# Pentium III - 300 Mhz?



## Pardon_Me (26. Mai 2004)

Hallo,

ich hab hier im Büro einen PIII mit 300 Mhz stehen...und ich frage mich, warum 300 Mhz?
Wieso gibt es Pentium III mit 300 Mhz?
Ich meine, wieso baut man auf eine neue (bei Herstellung) Technologie mit so einer niedrigen Frequenz? Pentium I geht ja schon bis 266 Mhz (oder noch höher?)

Würde mich interessieren, vielleicht kann mir das jemand erklären...

Danke schonmal!

[edit]
Das soll gar keine Kritik oder sowas sein, es interessiert mich einfach...
[/edit]


----------



## Jens B. (27. Mai 2004)

ICh würde sagen, das ist so, weil Pentium auch Prozessoren für die, die nicht so gute Computer brauchen und nicht viel Geld ausgeben wollen, herstellt.

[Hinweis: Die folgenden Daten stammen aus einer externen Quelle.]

PR #287, opened 2025-02-12
Add PCIe device id choice to DM startup

ivalaginja:
When more than one PCIe card for separate DMs is used on a single machine, the DM serial number is not enough to identify the connection. The device ID of the corresponding PCIe card needs to be provided to the BMC device prior to opening it, as documented in the `bmc` module.

This PR adds this functionality, with a default to ignore itself if no PCIe device ID is provided, in which case the controller automatically connects to the only card available.

Important:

Die Produktion vom Pentium1 (und P2 ) wurden ja schon eingestellt - da muss Pentium natürlich mit einem billigen, nicht so Leistungsfähigem PRozessor eben trotzdem die untere Klasse bzw. die, die einfach nichts besseres brauchen, versorgen oder abdecken.


----------



## Pardon_Me (28. Mai 2004)

Das klingt recht plausibel, und könnte auch wirklich der Fall sein, aber:

Zum Zeitpunkt, als der P III rauskam, waren eigentlich alle PCs (ich meine Komplett PCs) die auf dem Markt kamen ziemlich leistungsfähig (leistungsfähig genug für einen P III)...und jemand der nur den Prozessor kauft, wird den ja wohl auch für einen leistungsfähigen PC kaufen und somit auch einen leistungsfähigeren Chip...


----------